A Secret U.S. Post Office operated in Antarctica 1946-1948
causing speculation about the real reason behind two concurrent U.S. expeditions...

Finn Ronne

Finn Ronne was a Norwegian immigrant who later joined the United States Navy and was a member and officer in Admiral Byrd's earlier expeditions to Antarctica. In 1946-8, he led a privately-financed expedition to Antarctica, following upon the heels of Operation Highjump.  Ronne's expedition was to the Marguerite Bay area, where he reoccupied Byrd's 1939 Base.  One of the most important results of this expedition was a showing that the Antarctic peninsula was connected to the rest of Antarctica, thus solving one of the last great public mysteries of the continent.

Writing in his book entitled "Antarctic Conquest", he stated:

"Although no one knew it, I had been operating a United States Post office too, but for reasons of state (emphasis added) had been compelled to keep it secret."
Secrecy seems to be in no scarcity as it relates to several Antarctic expeditions; perhaps in no small way due to a continued concern that the Nazis had a remnant left in Antarctica from their infamous 1938-9 "New Schwabenland" colonization of Antarctica.   Note carefully the Swastika in the following photo of aircraft aboard the Schwabenland, the vessel that took them south.

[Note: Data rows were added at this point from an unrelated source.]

Issue #1925, opened 2022-03-14
fix(api-server): allow no authorization on socketio endpoints


outSH:
**Describe the bug**

`AuthorizationProtocol.NONE` is ignored for socketio endpoints, requests must always contain token which is problematic for tests.

**To Reproduce**
Run Besu connector as apiServer plugin and try use watchBlocks(), it will throw:
```
client/lib/transports/polling-xhr.js:231:10) {
      data: {
        message: 'no token provided',
        code: 'credentials_required',
        type: 'UnauthorizedError'
      }
    }
```

I will provide PR very soon.

PR #1926, opened 2022-03-14
fix(api-server): allow no authorization on socketio endpoints

outSH:
authorizeSocket middleware will be installed only if AuthorizationProtocol different than NONE was provided.

Closes:  #1925

Note
- This change work on my other local branch (not PR ready yet).
- This can be refactored, so that all authorization middleware creation would be handled by `AuthorizerFactory.createMiddleware`, but I didn't want to touch it without test coverage. I will probably introduce some tests with of socketio authorization as part of other PR, we can think about improvements then.

### DIFF
--- a/packages/cactus-cmd-api-server/src/main/typescript/api-server.ts
+++ b/packages/cactus-cmd-api-server/src/main/typescript/api-server.ts
@@ -732,14 +732,15 @@ export class ApiServer {
 
     this.wsApi.attach(this.httpServerApi, wsOptions);
 
-    const socketIoAuthorizer = authorizeSocket({
-      ...authzConf.socketIoJwtOptions,
-      onAuthentication: (decodedToken) => {
-        this.log.debug("Socket authorized OK: %o", decodedToken);
-      },
-    });
-
-    this.wsApi.use(socketIoAuthorizer as never);
+    if (authorizerO.isPresent()) {
+      const socketIoAuthorizer = authorizeSocket({
+        ...authzConf.socketIoJwtOptions,
+        onAuthentication: (decodedToken) => {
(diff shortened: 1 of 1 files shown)


outSH:
@petermetz @izuru0 @takeutak Please review

izuru0 (approved):
LGTM

packages/cactus-cmd-api-server/src/main/typescript/api-server.ts
```diff
@@ -732,14 +733,15 @@ export class ApiServer {
...
 
-    const socketIoAuthorizer = authorizeSocket({
-      ...authzConf.socketIoJwtOptions,
-      onAuthentication: (decodedToken) => {
-        this.log.debug("Socket authorized OK: %o", decodedToken);
-      },
-    });
-
-    this.wsApi.use(socketIoAuthorizer as never);
+    if (authzProtocol != AuthorizationProtocol.NONE) {
```
petermetz, line 736: @outSH Thank you for the fix. One small nit is to swap the if condition with the same logic that the HTTP endpoints have to keep their behavior consistent in edge-cases

```suggestion
if (authorizerO.isPresent()) {
```

The presentness/emptiness of the optional there is driven by the logic within the authorizer factory which has the desired strict behavior that if you pass in some garbage value as authorization protocol it won't let you get away with it (it will throw) and therefore undefined behavior is less likely compared to us just saying that we'll carry on with whatever authorization protocol as long as it was not equal to `NONE`.

petermetz (changes requested):

packages/cactus-cmd-api-server/src/main/typescript/api-server.ts
outSH: @petermetz Done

(Photo source unknown, and is presumed to be in the public domain)




The web is abundant with sites setting forth information about suspected and actual German involvement in Antarctica possibly dating back even to the late 1800's.   It does make one wonder if there were in fact, covert or as they say today, "black-ops" reasons for one or more of the Byrd Expeditions (including Operation Highjump for this discussion) as well as the private expedition of Captain Ronne.

Many online sources are available with information concerning what I have dubbed the "Byrd Conspiracy", which was not a conspiracy by Admiral Byrd, rather what may have been an apparent conspiracy by the government to keep particular information that he had uncovered during Operation Highjump as a secret.  I am not passing judgment at this time, as I am still investigating the whole thing to my satisfaction.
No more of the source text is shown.